Tim W said:
Hmm, yes. I was looking at the BBC site today: four or five levels of
navigation without any dropdowns or fly-outs anywhere. I presume it
reflects a commitment to accessiblity. It is good.
It is probably the case that eschewing dropdown menus helps
concentrate the author's mind into making a decent navigation system
(with logical categories, highly focused local menus at every turn).
Now and then various ones of us can find dropdowns useful and help us
access. I find useful the ones at
<
http://www.modelflight.com.au/>
for example, because I am forever looking (and sometimes buying
machines and parts) at remote control helicopter sites. I know what I
am looking for mostly and it is a bit quicker for me rather than to
traverse via simple links and local menus. But it might not be for
others! And the gain would be risky for the author of the site had he
or she not also made the heads of the dropdowns links and had local
menus.
On sites I have made, I have sometimes used dropdown menus but
followed the principles outlined. I will tend not to use them except
on the biggest of sites. If the dropdowns are simple and bold and not
in flyspeck text sizes, there is nothing to say *never* use them. Just
have a rule that it does not affect usability if they don't work.

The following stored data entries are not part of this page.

Issue #4950, opened 2019-12-04
Media file store cache management


TFleury:
When the `DefaultMediaFileStoreCacheFileProvider` is enabled (with Azure Media Storage) all accessed media are stored in 'ms-cache' directory.

It's very efficient for performance, but I see some issues here :
- If a media is changed or removed, it's still available unless you manually purge cache.
- When using multiple instances, you need to manually purge cache on each of them.
- There is no disk space management, and unless you purge cache periodically the storage will grow and it will potentially end up with all medias stored in cache folder.
One interest (the most important to me) of Azure Media Storage is to have a decent application directory size even if you have lot of medias.

Shouldn't we use `IDistributedCache` for that ? Probably with a maxFileSize above which the file is not cached but served directly from `IMediaFileStore`.

Skrypt:
//cc @deanmarcussen

sebastienros:
When this feature was designed we realized these limitations, and postponed these on purpose for when we would find some time to improve it. So definitely a yes to find solution to these issues.

The IDistributedCache is not a valid solution IMO as it will just move the static files in memory (even if it's stored on redis for instance). The goal here is to use the fastest way to serve the content by using the FS. 

I think we talked that we could just define more options in the feature with disk quotas, and a background task to ensure the quotas are respected. And also create an handler interface when files are updated/removed such that this feature could also remove the file from the cache.

This should not be hard to implement.

deanmarcussen:
Yes, also agree that there are more improvements that can be done to reduce the limitations.

Here's a few thoughts on the limitations mentioned, plus a couple of others.

- Multiple instances, and purging. This should probably be handled by a change token, see what @jtkech has been working on here https://github.com/OrchardCMS/OrchardCore/pull/4001 and then when the distributed support is completed https://github.com/OrchardCMS/OrchardCore/pull/2247 it should work in the same way as the other cached items.

[...]

PR #5617, opened 2020-02-23
Remove items from media cache when events fired

deanmarcussen:
Relates to https://github.com/OrchardCMS/OrchardCore/issues/4950

Deletes files from cache when deleted / moved

Also removes unused interfaces from the unused `Media.Services` project I removed last week.

//cc @Skrypt This should resolve the items left in cache from the media attached temp directory that you showed me last week.


jtkech:
Then we will need to adpat it to a distributed environment, knowing that we prefer to not use a distributed signal using a message bus. I have different ideas that we will need to discuss. Maybe a distributed implementation through #5249 or in a separate PR.

Is it so expensive to get from the blob the Tree of media files? If not maybe just a bg Task that grabs these infos periodically and delete the cached files that don't exist anymore. Note: Or just a bg Task that just check the files that has not been accessed for a while.

Otherwise grab these infos once (by the 1st running instance) from the blob to built a shared Document (not persisted i think but shared through the multi level cache) that the handler will update.

We would have to check that a blob action doesn't fail before updating the cached Document, as i did with the file content definition store in #5249 by using an `IFileDocumentStore`.

Skrypt:
Yes, we would require a cache of fileInfos to make sure these files gets removed from the cache on each instance.

Skrypt:
I don't think this PR should cover this scenario so it is fine to merge it as it at least fix the issue on a single instance tenant website.

jtkech:
I agree, i only suggested to do it later, in my other pr or a separate one, but yes not in this one

Also we try to not use a message bus => no distributed events => rather use distributed states

deanmarcussen:
Yes @jtkech I agree this will need another implementation, of a handler, for distributed.

My thoughts were to have a second `MediaEventHandler` as a feature that depends on `Distributed` to manage that.

Options include
- Background task for period checking of accessed dates (that is already suggested on the issue anyway, to limit the cache size) and I think it is a good idea, regardless of distributed, but I intended it for another pr (don't want to make them too big!), and as an opt-in feature

- For distributed, I was thinking maybe of a volatile state document, which maintained the last 24 hours (configurable, maybe 1 week), of updated media files, knowing that if a server is out of the instance for longer than the period, there would be a few instant state related things to clear, lucene rebuild possibly, as well, so it would potentially always be something of a process, to bring a server back online, after an extended period of outage.

- They could also be persisted permanently, but overtime could grow.

- Also there is the ImageSharp cache to resolve at some point

- For sitemaps cache too.

- Also the cache clearing (from the admin) would need to raise an event / volatile state across servers.

jtkech:
Okay will see, maybe we would have to do separate PRs for Lucene, Azure Media and SiteMaps.

> For distributed, I was thinking maybe of a volatile state document, which maintained the last 24 hours (configurable, maybe 1 week), of updated media files

Document cache options are configurable per document type. That said here i was thinking about a document representing the list / tree of the existing blob media files, not the list of the updated media files which is more like a kind of event, will see ;)

PR #5618, opened 2020-02-23
Produce cleaner image resize query string

deanmarcussen:
While working on something else realised that the `resize` liquid filter is producing quite an ugly query string

`media/about/2.jpg?&width=160&height=160&rmode=stretch` with an ampersand directly after the `?`, which works, but is unnecessary, and ugly.

This just uses the Mvc `QueryHelper` to add it in a cleaner way so you get
`media/about/2.jpg?width=160&height=160&rmode=stretch`

### DIFF
--- a/src/OrchardCore.Modules/OrchardCore.Media/Filters/MediaFilters.cs
+++ b/src/OrchardCore.Modules/OrchardCore.Media/Filters/MediaFilters.cs
@@ -1,8 +1,8 @@
 using System.Collections.Generic;
 using System.Threading.Tasks;
+using Microsoft.AspNetCore.WebUtilities;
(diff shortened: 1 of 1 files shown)


src/OrchardCore.Modules/OrchardCore.Media/Filters/MediaFilters.cs
```diff
@@ -1,6 +1,8 @@
+using System.Collections.Generic;
 using System.Threading.Tasks;
 using Fluid;
 using Fluid.Values;
+using Microsoft.AspNetCore.WebUtilities;
```
hishamco: Move it up before System.*

PR #5624, opened 2020-02-24
RetrieveContent workflow task added outcome and fixed parsing

mawendel:
Thix PR fixes a couple of things:

1. The workflow task RetrieveContent was missing a "Not found" outcome instead of simply failing the workflow.
2. There were also problems when trying to parse a JObject property from requestFormAsJson(), where the JObject would return a JArray instead of a text string thus returning null.
3. In the RetrieveContent input if you for some reason need to append a text string such as `property("FormInput").ContentItemId + "GIG"`, it would return a malformed text string that had to be cleaned.


sebastienros:
Please don't merge yet, I need some more time to understand the changes. Thanks.

mawendel:
If you have any questions let me know.

Issue #5334, opened 2020-01-21
Disabled Workflow with HttpRequestEvent still triggers


jptissot:
Disabling the workflow does not stop the HttpRequestEvent to trigger.

Skrypt:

An anecdote: dropdown menus mainly powered by CSS, when IE6 especially
was a browser to take account of, needed a bit of javascript to fill
in for its CSS failings. For some reason the javascript did not do the
trick on one of my sites and I could not easily find out why. But I
was pleased that this not did not matter because the navigation system
(acting with single links and local menus) worked well. It even made
me resolve not to help out with js in future for older browsers. But
the important point is that it did not matter critically.
If you want my opinion about whether to have them or not, I would say
this: design your site first without them and add them as an
afterthought if the extra would benefit significant numbers of people
and not disadvantage those who have trouble with them. I know, it is
not completely simple advice to follow and requires judgment.